Friday, August 19, 2011

Is rubber 'gay'...?

If you've not read it yet, there's an interesting new post from Rubber Canuck discussing a thread on Fetlife: where a straight male fetishist commentated that when he wore rubber everyone assumed he was gay. ('Rubber = gay?').

In the thread that ensued, several people continued the guy's assumption: stating that whilst you often see media and online representations of women in rubber, you rarely see men - and those that you do see are almost always gay (e.g. Matt Lucas' 'Only gay in the village' and the very sexy Jake Shears). For most 'normals' this means that the only male fetish they regularly see is through news coverage of Pride events or the windows of gay fetish shops. So in the public mind, 'male rubber' *does* equal 'gay'.

Several people also made the connection between rubber's way of sexualising of the body, and the subsequent implied sexual submission of its wearer; such sexualised submissiveness is anathema to most straight men, and so any straight male rubber fetishism is kept very private: "For straight men, any perception of their masculinity being soiled by submissiveness is a BIG no-no."

The thread raised some interesting thoughts.

My own experience is mostly the same as speedoguru's: there does seem to be a much higher incidence of women in latex rather than men - at least online, and certainly in porn (there's only 4 or 5 male rubber titles that i can think of - and almost all of those are gay anyway). i've also noticed that at mixed fetish events, markets etc, it is predominantly the women and the gay men who ever dress in rubber. In fact, it is almost always only the women and the gay men who dress in fetish gear at all (my Handler has often commented on how sad and odd it is to see these spectacularly dressed het women in basques and corsets, heels and make-up - and then notice their shuffling male partners, wearing the same old shabby 'street' clothes they might go to the pub in...).

So why is this?

i think several of the commentators got it right about rubber being seen as a predominantly sexual and submissive material. For the wearer, being dressed in rubber is an incredibly sensual experience: as it amplifies any sensation of touch, warmth or movement; for the viewer the visual tighness of rubber and the way its glossy, water-like texture clings to the body is extremely revealing and deeply sexualising. On a subconsious level there is also the connection between rubber and 'protection' / 'containment': from the squeeky rubber undersheets of childhood to the slinky tightness of first condom they wanked into. It's also possible that all that tight wet-looking skin might subconsiouly suggest the wet inner folds of aroused flesh, and the spit-wet smooth skin of their own hard-on....

Encasing a body in rubber simply turns the wearer into a sexual object ready for play.

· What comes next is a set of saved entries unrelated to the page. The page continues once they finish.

Issue #192, opened 2023-11-29
Compile fails on Ubuntu 20.04 LTS


BrentBaccala:
System is Ubuntu 20.04 LTS.  Bertini 2 is cloned from github.

`configure` runs fine.

Compilation in `b2/core` fails.

It seems to require `bmp::variable_precision_options`, which appears to have been introduced in Boost 1.77.

The configure script only checks for Boost 1.71, and the compilation instructions suggest that Ubuntu 20.04 LTS (with Boost 1.71 from apt) is a usable build system.

Probably the build instructions are outdated.

BrentBaccala:
Even the recent Ubuntu 23.10 release (Mantic Minotaur) only provides Boost 1.74.

So I guess I have to compile Boost myself if I'm on an Ubuntu system, right?

ofloveandhate:
Unfortunately, yes.  I wish the boost versions provided by apt were more current.  And, I found a bug in 1.82 that's fixed in 1.83, so 1.77 isn't even enough.  (It's a minor bug, but it's there).

I am sorry the build instructions are out of date.  I find it nearly impossible to keep up, as I teach ≥12 credits each semester, plus service.  Plus, the general shit environment for trans people in the US has me deeply depressed.  Working on b2 is incredibly satisfying, but I rarely find time or mental state for it.

I *do* have a student working on re-writing the build system from the autotools to CMake, which should dramatically improve the building process, and enable us to distribute using conda.  So that's nice.  

In general, though, bertini 2 is NOT stable, ready-to-rock software.  It has some sweet features and I'm quite proud of it.  But alas, I ended up at an undergraduate liberal arts school with a heavy teaching load and little time to work on it.

I hope this was helpful.

ofloveandhate:
I regard b2 as an experimental piece of software.  I hope you enjoy what experience you have with it.  Sorry it's not what it's supposed to be.  It's missing the numerical irreducible decomposition, and is not parallelized.  Bertini 1 is much more complete.  If you need a reliable system right now, please consider using Bertini 1.

ofloveandhate:
One more: 

I plan to add the NID to b2 in AY24-25.  I have a year of sabbatical planned and included NID in the proposal, and I think I will be very successful.

ofloveandhate:
ok, one more.  

[...]

PR #193, opened 2023-12-07
Increase required Boost version from 1.71 to 1.83 in configure.ac

BrentBaccala:
see bertini2 issue #192


ofloveandhate:
Thank you.

PR #197, opened 2024-04-24
Can now install with CMake and pip

ThisIsNotANamepng:
As a result of my research with Dr. amethyst, bertini2 can now be built with CMake, and pybertini can then be installed with pip.


ofloveandhate:
There's a bit to do yet, but this worked on my M1 Mac.  The gaps I see right now:
* some of the test suites in the core are not built.  the sources are listed, but the executables are not created.  should be simple to fix.
* 🤔

ofloveandhate:
* all core tests are represented
* built easily on my m3 mac just now as-is.

PR #220, opened 2026-05-18
👷🏻 strip eigenpy symbols before packing wheels

ofloveandhate:
this gets the wheels to less than 100 megs.


ofloveandhate:
linux wheels are still rather large due to eigenpy.  but that's ok for now.

PR #225, opened 2026-05-19
v.2.0.2 to main

ofloveandhate:
solves CI problems with documentation generation as part of deployment


ofloveandhate:
I'm accepting this without a dev release, as it's really only the build matrix and eigenpy version that changed, together with workflow improvements.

In our judeo-christian culture, women have always been seen as sexual objects (even when they are dominant), so seem to have fewer problems with the idea of dressing-for-sex; likewise gay men. Both are also much more ready to explore the reinvention of the Self through dressing up, and to be prepared to let go of themselves in the 'let's pretend' of fantasy. This is particualarly so for gay men perhaps: because we have undergone a process of coming out and self-reinvention; we already understand that all identity is fluid, and every persona an invention - we are therefore more ready to empower ourselves by dressing as, and therefore *becoming*, the archetypes we desire.

For both women and gay men, there is also the long established practice of dressing up to attract a mate - and of wearing your sexual desire and availability openly...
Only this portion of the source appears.